### ASSIGNED TASK
Only an exact repetition of all the entries will be accepted.

### SUPPLIED RECORDS

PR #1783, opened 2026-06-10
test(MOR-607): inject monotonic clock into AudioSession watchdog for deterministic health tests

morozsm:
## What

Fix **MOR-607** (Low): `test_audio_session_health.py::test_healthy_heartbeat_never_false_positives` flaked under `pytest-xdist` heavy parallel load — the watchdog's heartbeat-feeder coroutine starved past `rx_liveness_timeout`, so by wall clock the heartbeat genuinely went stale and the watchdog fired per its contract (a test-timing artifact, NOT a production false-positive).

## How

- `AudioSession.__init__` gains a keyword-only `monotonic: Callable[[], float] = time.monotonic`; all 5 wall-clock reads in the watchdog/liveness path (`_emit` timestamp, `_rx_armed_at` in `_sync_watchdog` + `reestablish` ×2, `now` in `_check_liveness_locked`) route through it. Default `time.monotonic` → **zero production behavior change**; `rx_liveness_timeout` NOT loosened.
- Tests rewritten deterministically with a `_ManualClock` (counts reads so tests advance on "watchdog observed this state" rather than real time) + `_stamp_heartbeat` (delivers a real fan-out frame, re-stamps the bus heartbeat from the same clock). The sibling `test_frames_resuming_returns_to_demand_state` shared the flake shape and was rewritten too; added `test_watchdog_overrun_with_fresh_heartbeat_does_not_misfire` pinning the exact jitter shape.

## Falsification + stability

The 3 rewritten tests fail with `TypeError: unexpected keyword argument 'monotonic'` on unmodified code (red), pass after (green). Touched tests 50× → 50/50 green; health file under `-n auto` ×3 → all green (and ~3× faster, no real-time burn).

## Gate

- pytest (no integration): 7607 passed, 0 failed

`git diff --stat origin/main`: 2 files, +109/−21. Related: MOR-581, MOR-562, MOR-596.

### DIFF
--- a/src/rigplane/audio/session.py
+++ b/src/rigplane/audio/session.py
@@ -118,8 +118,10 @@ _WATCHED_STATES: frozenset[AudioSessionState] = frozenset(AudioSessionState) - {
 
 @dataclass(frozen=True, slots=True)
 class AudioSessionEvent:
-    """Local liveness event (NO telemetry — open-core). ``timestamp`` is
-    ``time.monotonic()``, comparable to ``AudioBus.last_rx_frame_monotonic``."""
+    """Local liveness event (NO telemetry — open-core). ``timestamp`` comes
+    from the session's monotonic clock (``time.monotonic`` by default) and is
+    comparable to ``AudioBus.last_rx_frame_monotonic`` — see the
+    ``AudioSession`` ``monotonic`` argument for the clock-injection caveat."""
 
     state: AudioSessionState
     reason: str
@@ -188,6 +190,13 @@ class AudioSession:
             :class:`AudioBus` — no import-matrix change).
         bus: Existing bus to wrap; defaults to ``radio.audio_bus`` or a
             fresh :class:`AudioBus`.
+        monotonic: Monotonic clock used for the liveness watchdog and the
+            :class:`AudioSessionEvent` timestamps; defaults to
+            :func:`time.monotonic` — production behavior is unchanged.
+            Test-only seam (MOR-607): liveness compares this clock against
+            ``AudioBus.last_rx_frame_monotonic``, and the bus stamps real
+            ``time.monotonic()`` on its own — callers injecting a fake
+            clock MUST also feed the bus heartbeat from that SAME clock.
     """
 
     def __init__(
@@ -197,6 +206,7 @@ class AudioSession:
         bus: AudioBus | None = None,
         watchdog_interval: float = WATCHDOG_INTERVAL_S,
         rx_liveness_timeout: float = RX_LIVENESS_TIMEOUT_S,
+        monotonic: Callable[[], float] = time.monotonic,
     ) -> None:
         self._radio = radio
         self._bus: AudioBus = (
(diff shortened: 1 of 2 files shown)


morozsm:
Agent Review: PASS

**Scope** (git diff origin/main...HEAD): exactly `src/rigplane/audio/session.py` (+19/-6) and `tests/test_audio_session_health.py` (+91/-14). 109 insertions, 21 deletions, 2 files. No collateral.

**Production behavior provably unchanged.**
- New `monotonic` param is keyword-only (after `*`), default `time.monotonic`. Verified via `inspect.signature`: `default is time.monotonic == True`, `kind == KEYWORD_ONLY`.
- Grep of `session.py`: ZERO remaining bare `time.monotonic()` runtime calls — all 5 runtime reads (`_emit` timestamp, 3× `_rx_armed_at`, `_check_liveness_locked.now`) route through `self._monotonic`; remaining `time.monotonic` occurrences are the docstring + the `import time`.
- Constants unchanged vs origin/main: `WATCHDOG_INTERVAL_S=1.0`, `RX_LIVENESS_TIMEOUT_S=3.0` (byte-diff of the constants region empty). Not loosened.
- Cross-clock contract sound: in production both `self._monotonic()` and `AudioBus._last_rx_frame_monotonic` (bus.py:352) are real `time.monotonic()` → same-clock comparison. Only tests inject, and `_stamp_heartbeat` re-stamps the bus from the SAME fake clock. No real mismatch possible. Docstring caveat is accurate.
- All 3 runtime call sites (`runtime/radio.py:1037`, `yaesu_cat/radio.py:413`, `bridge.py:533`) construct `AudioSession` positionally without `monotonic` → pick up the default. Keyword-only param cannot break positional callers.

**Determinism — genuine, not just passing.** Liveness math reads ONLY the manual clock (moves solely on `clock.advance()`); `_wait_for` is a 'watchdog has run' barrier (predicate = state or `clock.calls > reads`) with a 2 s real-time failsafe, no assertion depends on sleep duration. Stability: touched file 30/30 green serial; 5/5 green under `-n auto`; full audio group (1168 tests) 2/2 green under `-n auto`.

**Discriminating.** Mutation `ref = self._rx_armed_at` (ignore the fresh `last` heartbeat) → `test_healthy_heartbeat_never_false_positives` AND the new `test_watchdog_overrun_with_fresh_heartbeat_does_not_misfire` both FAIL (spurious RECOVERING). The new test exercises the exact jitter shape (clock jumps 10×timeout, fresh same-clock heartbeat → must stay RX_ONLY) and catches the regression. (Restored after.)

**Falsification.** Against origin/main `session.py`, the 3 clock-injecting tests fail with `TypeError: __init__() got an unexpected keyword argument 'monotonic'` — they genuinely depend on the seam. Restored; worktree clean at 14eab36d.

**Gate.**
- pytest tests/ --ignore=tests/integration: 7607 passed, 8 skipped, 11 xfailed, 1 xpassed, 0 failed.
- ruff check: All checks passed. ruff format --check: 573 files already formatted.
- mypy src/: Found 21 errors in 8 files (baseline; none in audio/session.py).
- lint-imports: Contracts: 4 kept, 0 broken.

### SOLUTION TO THIS PROBLEM
PR #1783, opened 2026-06-10
test(MOR-607): inject monotonic clock into AudioSession watchdog for deterministic health tests

morozsm:
## What

Fix **MOR-607** (Low): `test_audio_session_health.py::test_healthy_heartbeat_never_false_positives` flaked under `pytest-xdist` heavy parallel load — the watchdog's heartbeat-feeder coroutine starved past `rx_liveness_timeout`, so by wall clock the heartbeat genuinely went stale and the watchdog fired per its contract (a test-timing artifact, NOT a production false-positive).

## How

- `AudioSession.__init__` gains a keyword-only `monotonic: Callable[[], float] = time.monotonic`; all 5 wall-clock reads in the watchdog/liveness path (`_emit` timestamp, `_rx_armed_at` in `_sync_watchdog` + `reestablish` ×2, `now` in `_check_liveness_locked`) route through it. Default `time.monotonic` → **zero production behavior change**; `rx_liveness_timeout` NOT loosened.
- Tests rewritten deterministically with a `_ManualClock` (counts reads so tests advance on "watchdog observed this state" rather than real time) + `_stamp_heartbeat` (delivers a real fan-out frame, re-stamps the bus heartbeat from the same clock). The sibling `test_frames_resuming_returns_to_demand_state` shared the flake shape and was rewritten too; added `test_watchdog_overrun_with_fresh_heartbeat_does_not_misfire` pinning the exact jitter shape.

## Falsification + stability

The 3 rewritten tests fail with `TypeError: unexpected keyword argument 'monotonic'` on unmodified code (red), pass after (green). Touched tests 50× → 50/50 green; health file under `-n auto` ×3 → all green (and ~3× faster, no real-time burn).

## Gate

- pytest (no integration): 7607 passed, 0 failed

`git diff --stat origin/main`: 2 files, +109/−21. Related: MOR-581, MOR-562, MOR-596.

### DIFF
--- a/src/rigplane/audio/session.py
+++ b/src/rigplane/audio/session.py
@@ -118,8 +118,10 @@ _WATCHED_STATES: frozenset[AudioSessionState] = frozenset(AudioSessionState) - {
 
 @dataclass(frozen=True, slots=True)
 class AudioSessionEvent:
-    """Local liveness event (NO telemetry — open-core). ``timestamp`` is
-    ``time.monotonic()``, comparable to ``AudioBus.last_rx_frame_monotonic``."""
+    """Local liveness event (NO telemetry — open-core). ``timestamp`` comes
+    from the session's monotonic clock (``time.monotonic`` by default) and is
+    comparable to ``AudioBus.last_rx_frame_monotonic`` — see the
+    ``AudioSession`` ``monotonic`` argument for the clock-injection caveat."""
 
     state: AudioSessionState
     reason: str
@@ -188,6 +190,13 @@ class AudioSession:
             :class:`AudioBus` — no import-matrix change).
         bus: Existing bus to wrap; defaults to ``radio.audio_bus`` or a
             fresh :class:`AudioBus`.
+        monotonic: Monotonic clock used for the liveness watchdog and the
+            :class:`AudioSessionEvent` timestamps; defaults to
+            :func:`time.monotonic` — production behavior is unchanged.
+            Test-only seam (MOR-607): liveness compares this clock against
+            ``AudioBus.last_rx_frame_monotonic``, and the bus stamps real
+            ``time.monotonic()`` on its own — callers injecting a fake
+            clock MUST also feed the bus heartbeat from that SAME clock.
     """
 
     def __init__(
@@ -197,6 +206,7 @@ class AudioSession:
         bus: AudioBus | None = None,
         watchdog_interval: float = WATCHDOG_INTERVAL_S,
         rx_liveness_timeout: float = RX_LIVENESS_TIMEOUT_S,
+        monotonic: Callable[[], float] = time.monotonic,
     ) -> None:
         self._radio = radio
         self._bus: AudioBus = (
(diff shortened: 1 of 2 files shown)


morozsm:
Agent Review: PASS

**Scope** (git diff origin/main...HEAD): exactly `src/rigplane/audio/session.py` (+19/-6) and `tests/test_audio_session_health.py` (+91/-14). 109 insertions, 21 deletions, 2 files. No collateral.

**Production behavior provably unchanged.**
- New `monotonic` param is keyword-only (after `*`), default `time.monotonic`. Verified via `inspect.signature`: `default is time.monotonic == True`, `kind == KEYWORD_ONLY`.
- Grep of `session.py`: ZERO remaining bare `time.monotonic()` runtime calls — all 5 runtime reads (`_emit` timestamp, 3× `_rx_armed_at`, `_check_liveness_locked.now`) route through `self._monotonic`; remaining `time.monotonic` occurrences are the docstring + the `import time`.
- Constants unchanged vs origin/main: `WATCHDOG_INTERVAL_S=1.0`, `RX_LIVENESS_TIMEOUT_S=3.0` (byte-diff of the constants region empty). Not loosened.
- Cross-clock contract sound: in production both `self._monotonic()` and `AudioBus._last_rx_frame_monotonic` (bus.py:352) are real `time.monotonic()` → same-clock comparison. Only tests inject, and `_stamp_heartbeat` re-stamps the bus from the SAME fake clock. No real mismatch possible. Docstring caveat is accurate.
- All 3 runtime call sites (`runtime/radio.py:1037`, `yaesu_cat/radio.py:413`, `bridge.py:533`) construct `AudioSession` positionally without `monotonic` → pick up the default. Keyword-only param cannot break positional callers.

**Determinism — genuine, not just passing.** Liveness math reads ONLY the manual clock (moves solely on `clock.advance()`); `_wait_for` is a 'watchdog has run' barrier (predicate = state or `clock.calls > reads`) with a 2 s real-time failsafe, no assertion depends on sleep duration. Stability: touched file 30/30 green serial; 5/5 green under `-n auto`; full audio group (1168 tests) 2/2 green under `-n auto`.

**Discriminating.** Mutation `ref = self._rx_armed_at` (ignore the fresh `last` heartbeat) → `test_healthy_heartbeat_never_false_positives` AND the new `test_watchdog_overrun_with_fresh_heartbeat_does_not_misfire` both FAIL (spurious RECOVERING). The new test exercises the exact jitter shape (clock jumps 10×timeout, fresh same-clock heartbeat → must stay RX_ONLY) and catches the regression. (Restored after.)

**Falsification.** Against origin/main `session.py`, the 3 clock-injecting tests fail with `TypeError: __init__() got an unexpected keyword argument 'monotonic'` — they genuinely depend on the seam. Restored; worktree clean at 14eab36d.

**Gate.**
- pytest tests/ --ignore=tests/integration: 7607 passed, 8 skipped, 11 xfailed, 1 xpassed, 0 failed.
- ruff check: All checks passed. ruff format --check: 573 files already formatted.
- mypy src/: Found 21 errors in 8 files (baseline; none in audio/session.py).
- lint-imports: Contracts: 4 kept, 0 broken.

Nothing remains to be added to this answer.